"It was in my mind when I said it was curious no body was washed up with the wreckage," said Zena.
"That remark of yours set me thinking," Quarles went on. "I wondered, Wigan, whether the doctor was on board the boat when she capsized, or whatever it was that happened to her. Now my wonder is increased. The waves had battered the boat to pieces, but when the body is found, caught on the rocks, it is comparatively uninjured."
"Doubtless it had been carried farther out to sea," I said.
"But it had to come ashore, and the weather was stormy the whole time. It could hardly have escaped altogether. There was something else to raise doubt. There were rents in the coat, rents which were all much alike, and a curious bulge in the collar of the coat. These things gave me a definite theory. The doctor was not in the boat, nor had he committed suicide."
"Are you suggesting murder?"
"I am."
"At the inquest the doctor distinctly said that there were no marks on the body to suggest he had been the victim of foul play. He was drowned; he was not killed first and put in the water afterward."
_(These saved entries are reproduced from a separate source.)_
PR #275, opened 2018-05-10
static_comments: call mako filters inside a function

evgeni:
you can't call mako filters inside python code, you'll get an error like
this instead:

        '<span class="author">' + ('<a href="{0}">{1}</a>'.format(comment.author_url|h, comment.author|h) if comment.author_url is not None else (comment.author|h)) + '</span>',
    TypeError: unsupported operand type(s) for |: 'str' and 'Undefined'

move the author line generation into an mako function, which again can
use mako filters

### DIFF
--- a/v7/static_comments/templates/mako/static_comments_helper.tmpl
+++ b/v7/static_comments/templates/mako/static_comments_helper.tmpl
@@ -12,8 +12,15 @@
         <div class="comment-header">
           <a name="comment-${ comment.id }"></a>
           % if comment.author is not None:
+            <%def name="author()" buffered="True">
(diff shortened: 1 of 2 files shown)


evgeni:
@felixfontein now the comments render with mako too ;)

felixfontein:
Meh, I really prefer jinja2 :D

felixfontein:
Again, thanks for fixing this! :)

evgeni:
@felixfontein heh, yeah. Today I'd use j2 too. But my blog is still using mako and I did not find the time to migrate the custom templates.

PR #298, opened 2019-02-14
A plugin to hide the input cells

SuryaSankar:


ralsina:
Isn't this the same as adding that CSS in conf.py?

SuryaSankar:
I wasn't aware that there was a method to add CSS in conf.py.  The documentation indicated that the way to insert css snippets common across all themes was to use site.template_hoooks['extra_head']. So tried this approach, so that the same will work on all themes.

I am trying to create multiple sites using Nikola. Will be nice if I can just enable this functionality using `nikola plugin -i hide_input_cells` instead of having to edit a file in every project.

v8/hide_input_cells/hide_input_cells.py
```diff
@@ -0,0 +1,20 @@
+from __future__ import unicode_literals
```
Kwpolska: We recommend adding a license snippet to all plugins.

v8/hide_input_cells/hide_input_cells.py
```diff
@@ -0,0 +1,20 @@
...
+from nikola.plugin_categories import ConfigPlugin
+
+
+class HideInputCells(ConfigPlugin):
+    def set_site(self, site):
+        site.template_hooks['extra_head'].append(
+            """
+            <!--Code inserted by HideInputCells -->
+            <style type="text/css">
+              div.input {
```
Kwpolska: Those selectors feel too wide, are you sure you can’t use something that would only work on Jupyter notebooks and not all potential `div.input`s and `div.prompt`s out there?

PR #299, opened 2019-02-19
sidebar: exclude drafts, private and timed posts

mardy:


felixfontein:
@mardy thanks for the PR!
@Kwpolska thanks for merging!

PR #313, opened 2019-10-03
improve accordion directive to support bootstrap3 and jinja themes

hx2A:
As discussed in another thread, I have improved the Accordion directive to support bootstrap3 themed sites.

In addition, I fixed a bug with jinja2 themes and made some other minor improvements.

While testing this I also discovered a bug in the slides directive. I'll make a separate pull request for that fix.


v8/accordion/accordion.py
```diff
@@ -30,7 +32,18 @@ def set_site(self, site):
...
+        super().__init__(name, arguments, options, content, lineno,
+                         content_offset, block_text, state, state_machine)
+        self.state_id = id(state)
+
     has_content = True
+    optional_arguments = 1
+    # the purpose of this counter stuff is to give each Accordion on a page a
+    # unique number starting with one. These numbers become a part of the
+    # Accordion's html id and aria controls via the template.
+    counters = defaultdict(count)
```
Kwpolska: This won’t work, please restore the UUIDs. You will have duplicate numbers if two different posts with accordions are on one page (with indexes) and they are built in separate `nikola build` runs.

hx2A: Understood. That's a good point, I didn't realize I was introducing a problem by changing that. Thank you for the feedback.

I just restored the UUIDs.

Kwpolska:
Thanks for contributing!

hx2A:
You are welcome! Thank you for helping me become a better contributor. I have another idea for a new directive that I'll start working on in the near future.

PR #316, opened 2019-10-19
add command when org-mode failed

huhuang03:
When org-mode failed, I have to manually concat the command from the log.

It's maybe better print out the run field command automatic.


v8/orgmode/orgmode.py
```diff
@@ -90,7 +90,8 @@ def compile(self, source, dest, is_two_file=True, post=None, lang=None):
                 req_missing(['emacs', 'org-mode'],
                             'use the orgmode compiler', python=False)
         except subprocess.CalledProcessError as e:
-            raise Exception('Cannot compile {0} -- bad org-mode configuration (return code {1})'.format(source, e.returncode))
+            raise Exception('''Cannot compile {0} -- bad org-mode configuration (return code {1})
+The command: is {2}'''.format(source, e.returncode, " ".join(e.cmd)))
```
Kwpolska: Use `shlex.join` so that commands with spaces work correctly when copied. Also, please move the colon after `is`.

huhuang03: The `shlex.join` is only exist in `python3.8`. And not exist even in `python3.7`. Any other good replacement?

Kwpolska: shlex.join is a one-liner, you can just do this:

```py
' '.join(shlex.quote(arg) for arg in e.cmd)
```

huhuang03: Oh, clear.

Kwpolska:
Thanks!

PR #1835, opened 2026-07-03
Update docker-compose.yml for development

### LINKED ISSUE #1689: Improve handling of containers by using profiles
For new developers, the current configuration of docker compose can be a bit confusing, e.g. as it is unclear which containers are required for running the RSD in certain configurations. The usage of `--scale` also implies that some containers might be deployable several times, which is not the case.

Instead, using [profiles](https://docs.docker.com/compose/how-tos/profiles/) could be a viable alternative. Containers are assigned specific profiles which can be addressed when starting up the RSD:

```
docker compose --profile debug up
```

dmijatovic:
# Update docker compose for optional services

Closes #1689

Newer versions (June 2026) of Docker Compose (v5.3.0 and above, including Docker Engine v29+) strictly validate the entire service dependency tree before starting. This validation caused my local development environment to crash with `mail is missing dependency rabbitmq` because those services were set to `replicas: 0`.

* Created Dedicated Profiles:
  * **mail**: `rabbitmq`, `mail`, and `publisher` are now under the mail profile.
  * **data**: `data-generation` is now under its own data profile.
  * **scrapers**: `scrapers` is under its own scrapers profile.
* Added `profiles` tags to completely hide these blocks from modern Docker validation checks unless explicitly requested.
* Removed deploy - replicas from optional services
* Updated Makefile 
    * `make clean`: to clean all profiles and remove volumes.
    * `make start`: cleans everything, starts basic services and generates test data.
    * `make scrapers`: cleans everything, starts basic services and scrapers **but** no test data.

How to test:
1. Run `docker compose up` — verify that only 9 core services start up cleanly without any dependency errors.
2. Verify run of the data generation command manually:
 ```bash
 docker compose --profile data up --detach
 ```
3. Verify you can run mail services with the rest too
```bash
docker compose --profile mail up --detach
```
4. Verify you can run scrapers with the rest
```bash
docker compose --profile scrapers up --detach
```
5. Validate Makefile commands 
   * `make start`  command runs all basic services and generates test data while mail services are not called
   * `make scrapers` command runs basic service and scrapers service
   * `make mail` command runs basic services and mail profile services

PR Checklist:

*   [ ] Update documentation
*   [ ] Tests

### DIFF
--- a/Makefile
+++ b/Makefile
@@ -3,9 +3,9 @@
 # SPDX-FileCopyrightText: 2022 - 2024 Christian Meeßen (GFZ) <christian.meessen@gfz-potsdam.de>
 # SPDX-FileCopyrightText: 2022 - 2024 Helmholtz Centre Potsdam - GFZ German Research Centre for Geosciences
 # SPDX-FileCopyrightText: 2022 - 2025 Ewan Cahen (Netherlands eScience Center) <e.cahen@esciencecenter.nl>
-# SPDX-FileCopyrightText: 2022 - 2025 Netherlands eScience Center
+# SPDX-FileCopyrightText: 2022 - 2026 Netherlands eScience Center
 # SPDX-FileCopyrightText: 2022 Jesús García Gonzalez (Netherlands eScience Center) <j.g.gonzalez@esciencecenter.nl>
-# SPDX-FileCopyrightText: 2023 Dusan Mijatovic (Netherlands eScience Center)
+# SPDX-FileCopyrightText: 2023 - 2026 Dusan Mijatovic (Netherlands eScience Center)
 #
 # SPDX-License-Identifier: Apache-2.0
 
@@ -30,7 +30,7 @@ export DGID
 # ----------------------------------------------------------------
 start: clean
 	docker compose build # build all services
-	docker compose up --scale data-generation=1 --scale scrapers=0 --detach
+	docker compose --profile data up --scale data-generation=1 --detach
 	# open http://localhost to see the application running
 
 install: clean
@@ -44,7 +44,7 @@ install: clean
 	# All dependencies are installed. The data generation module is running in the background. You can now run `make dev' to start the application
 
 clean:
-	docker compose down --volumes
+	docker compose --profile mail --profile data down --volumes
 
 stop:
 	docker compose down
--- a/Makefile
+++ b/Makefile
@@ -29,34 +29,37 @@ export DGID
 # Main commands
 # ----------------------------------------------------------------
 start: clean
-	docker compose build # build all services
-	docker compose --profile data up --scale data-generation=1 --detach
+	docker compose --profile data build
+	docker compose --profile data up --detach
+	# open http://localhost to see the application running
+
+scrapers:	clean
+	docker compose --profile scrapers build
+	docker compose --profile scrapers up --detach
+	# open http://localhost to see the application running
+
+mail: clean
+	docker compose --profile mail build
+	docker compose --profile mail up --detach
 	# open http://localhost to see the application running
 
 install: clean
-	docker compose build database backend auth codemeta scrapers nginx   # exclude frontend and wait for the build to finish
-	docker compose up --scale scrapers=0 --detach
+	# exclude frontend and wait for the build to finish
+	docker compose build database backend auth codemeta scrapers nginx
 	cd frontend && npm install
 	cd documentation && npm install
-	# Sleep 10 seconds to be sure that docker compose up is running
-	sleep 10
-	docker compose up --scale data-generation=1 --detach
-	# All dependencies are installed. The data generation module is running in the background. You can now run `make dev' to start the application
+	docker compose --profile data up --detach
+	# all dependencies are installed. The data generation module is running in the background. You can now run `make dev' to start the application
 
 clean:
-	docker compose --profile mail --profile data down --volumes
+	docker compose --profile "*" down --volumes
 
 stop:
-	docker compose down
+	docker compose --profile "*" down
 
 frontend-dev: frontend/.env.local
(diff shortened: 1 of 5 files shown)


ewan-escience:
See https://github.com/docker/compose/issues/13899.

ewan-escience:
Does this address #1689?

dmijatovic:
@cmeessen & @mvkma Ewan noticed we had an issue concerning profiles. Do you need more profiles? Currently I created two: `mail` and `data`. The `base` profile is not defined, on purpose, so the basic `docker compose up` command runs the `base` profile.

@cmeessen Can you help with further Makefile updates? It seems that development in docker does not work properly. In my test once I get BadGateway error and by running `make frontend-dev` the pages are loading very slowly for me. For me it running dev in docker seems not workable at the moment. Time ago it did worked so it might be related with the latest updates.

You are welcome to push additional changes as separate commit to this PR.

Makefile
```diff
@@ -30,7 +30,7 @@ export DGID
 # ----------------------------------------------------------------
 start: clean
 	docker compose build # build all services
-	docker compose up --scale data-generation=1 --scale scrapers=0 --detach
+	docker compose --profile data up --scale data-generation=1 --detach
```
ewan-escience: You can remove the `--scale` option.

Makefile
```diff
@@ -30,7 +30,7 @@ export DGID
 # ----------------------------------------------------------------
 start: clean
 	docker compose build # build all services
```
ewan-escience: You will need to build the `data` profile as well with `--profile data`. And edit the comment that indicated all services are built, since we don't build the `mail` services.

Makefile
```diff
@@ -44,7 +44,7 @@ install: clean
 	# All dependencies are installed. The data generation module is running in the background. You can now run `make dev' to start the application
 
 clean:
-	docker compose down --volumes
+	docker compose --profile mail --profile data down --volumes
```
ewan-escience: According to [the documentation](https://docs.docker.com/compose/how-tos/profiles/#start-multiple-profiles), you can use `--profile "*"` to apply the `down` command to all profiles.

Makefile
ewan-escience: Please edit this to remove `--scale` and use the profile.

ewan-escience: Please edit this to remove `--scale` and use the profile for the data-generation.

ewan-escience: Please edit this to remove `--scale` and use the profile.

ewan-escience: Unrelated, but I don't think this is needed anymore since we use health checks.

ewan-escience: Please edit this to remove `--scale` and use the profile for the data-generation.

ewan-escience (changes requested):
Nice work, but some more places that used `--scale` need to be updated, see the review comments. Also please update the following files:

- `data-generation/README.md`
- `documentation/docs/03-rsd-instance/01-getting-started.md`

And you can remove the comments regarding the docker compose version in the `Makefile`, since that version [is wrong](https://newreleases.io/project/github/docker/compose/release/1.28.0-rc1) and the actual version is over 5 years old.

mvkma:
> @cmeessen & @mvkma Ewan noticed we had an issue concerning profiles. Do you need more profiles? Currently I created two: `mail` and `data`. The `base` profile is not defined, on purpose, so the basic `docker compose up` command runs the `base` profile.

Nice, thank you for introducing this! Maybe it would make sense to also have a profile for the scrapers? In my local setup I've had this for a while because usually I don't need them.

dmijatovic:
> Nice, thank you for introducing this! Maybe it would make sense to also have a profile for the scrapers? In my local setup I've had this for a while because usually I don't need them.

@mvkma Would it work for you if we create scrapers profile and include it in `make start` in Makefile? In this case the `docker compose up` would not run scrapers but `make start` will. Or you prefer to cover both scenarios and add `make scraper`?

dalonsoa (commented):
Aside from @ewan-escience comments, everything seems to be working as stated. I think using profiles is much cleaner and easier to understand. Personally, I would manage as much as possible with profiles and not make, but I guess it has its use cases.

I have not tried to run the frontend in dev mode within docker, but had not used it before, so I wouldn't know what to expect there.

mvkma:
> @mvkma Would it work for you if we create scrapers profile and include it in `make start` in Makefile? In this case the `docker compose up` would not run scrapers but `make start` will. Or you prefer to cover both scenarios and add `make scraper`?

Yes, the addition of the scrapers profile would be great! Regarding the inclusion in `make start`: I think it makes sense what you're proposing, but I personally never use the `make` commands, so maybe my opinion here is not so valid. Maybe @cmeessen does and has some thoughts on it.

dmijatovic:
@ewan-escience, @cmeessen, @mvkma, @paulastock, @dalonsoa 

Thanks all for your feedback. I have implemented most of your remarks and updated PR description and instructions.  I would appreciate if you can confirm that this PR is workable for you or deliver any further desired changes.

I am also OK with creating a new issue to further consolidate Makefile, if needed. I am not sure who is using Makefile commands and which commands? I am using `make start` daily as main command to start everything for development. In addition, I start frontend manually via `npm run dev` from frontend folder using separate bash tab ( I prefer monitoring frontend logs in bash continuously).

ewan-escience (approved):
Looks good now. I pushed a commit to update the documentation. I don't use `make`, so maybe someone else should look at that in more detail.

dalonsoa (approved):
Looks good to me!

mvkma:
To me it also looks good! I also don't use `make` though.

dmijatovic:
@cmeessen I have changed `make e2e-tests` to reflect latest approach. I noticed that `make frontend-dev` and `make dev` do not work properly. For `make dev` I assume there is error in updating `env.local` file but I had no time to locate exact problem. I wonder if someone uses these features.

PR #1843, opened 2026-07-17
1836 modal styles

### LINKED ISSUE #1836: Improve basic modal styles to comply with existing RSD modals
Currently we add/copy styles to all modals we created in order to be in line with existing modals.

We should improve this approach and have modal styles be in line with existing modals by default.

There are two possibilities:
- Create RSD specific Modal components (in frontend/components/layout) as initaly suggested by Dusan.  
- Overwrite default modal styles in theme as suggested by Ewan.

I am in favor of Ewan's proposal but I would like to test if it works "properly". I expect that theme approach would work by default but also could be overwritten by passing "sx" directly to a new modal component. I think this gives us max flexibility and works directly out of box.

All other suggestions are welcome.

dmijatovic:
# Refactor modal styles

Closes #1836 

* Apply custom modal style in the theme to reduce amount of repeating styles in modal components.
* Remove custom styles from modals that are now part of "default" layout.
* Use standard hook for Save disabled state. There are few modal that use additional checks.
* Note! Since recently there is also custom async validation hook we should use for async input validation with react-hook-form. Example of use is in EditSoftwareBadgeModal component.
* Feedback modal changed to use standard modal colors and props.

How to test:
* `make start` to build and generate test data.
* Test all modals. There are quite a few, the most modals are in edit software, edit project and admin sections.

## Example feedback form (using theme colors)

image

PR Checklist:

*   [ ] Update documentation
*   [ ] Tests


ewan-escience (commented):
The "Send Feedback" dialog has a different style, is this on purpose? And the "Select organisation categories" doesn't seem to use these styles, as the tab order on the buttons is still broken.

dmijatovic:
> Select organisation categories

Well spotted! I have fixed tab order in Categories modal. Feedback modal is custom one designed by Jesse. I think we can leave it as is (as part of homepage design). I did changed tab order to be same as with other modals. @jmaassen What do you think?

dalonsoa (approved):
Looks good to me, and everything seems to work as expected. 

The feedback dialog is a bit of a headache for us. It is dark even tough we use the light theme, which causes a few accessibility issues for the contrast as there is no colour combination - within the Imperial palette - that works well with light and dark backgrounds. Not a huge deal, but a bit of inconsistency there that I thought worth mentioning.

dmijatovic:
> Looks good to me, and everything seems to work as expected.
> 
> The feedback dialog is a bit of a headache for us. It is dark even tough we use the light theme, which causes a few accessibility issues for the contrast as there is no colour combination - within the Imperial palette - that works well with light and dark backgrounds. Not a huge deal, but a bit of inconsistency there that I thought worth mentioning.

That's valid point. Let me see if I can "introduce" theme colors in feedback modal.

dmijatovic:
@dalonsoa Thanks for your feedback. We decided to convert Feedback modal to standard modal and solve customization and a11y issues.

@ewan-escience, @jmaassen Improved version is ready for tests.

ewan-escience (approved):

"I quite agree with the doctor's evidence," said Quarles, "but he is not a detective. Let me reconstruct what happened. Dr. Smith came to the cove either with a companion or to meet someone. Possibly the doctor had a drink, let us say from a bottle in the boat's locker. I do not press this point, but it would make the work easier. The companion pushed the doctor into the water, and with a boathook—there was one lying on the rocky ledge—he held him under until he drowned. Once the hook was fixed into the collar of the coat it would be comparatively easy. Afterward a piece of rock tied to the body would keep it under water. I suggest this could be done with least danger in the cove next to the one where the boat was kept. It is deeper, darker, and would not be likely to receive so much attention when it became known that the doctor was missing. So the body would be securely hidden.
"Then the boat, as soon as it was dark enough, was towed out to the end of the spur and scuttled. The water is shallow there, and as soon as the wind got up it was battered to pieces and presently the wreckage came ashore. Why shouldn't the body have been left to come ashore too? you may ask. Old Clay is learned in the currents of this part of the coast, and he will tell you there is no certainty what will happen to wreckage. During a southwesterly gale it may be thrown up on the shingle; at any other time it may be carried out to sea.
"At the time of the murder it was quite calm, and it was necessary that the body should be found. The murderer was in no hurry, and at first too many people went round to look at the coves for it to be safe for him to take any steps. But he got his opportunity probably on the night you spent in London when you first mentioned the case to me, you remember. He got up the body from its hiding-place, and with the boathook pulled it partly through the water and partly over the rocks, and fixed it in the place where it was found, the one place where Clay is certain wreckage never comes ashore."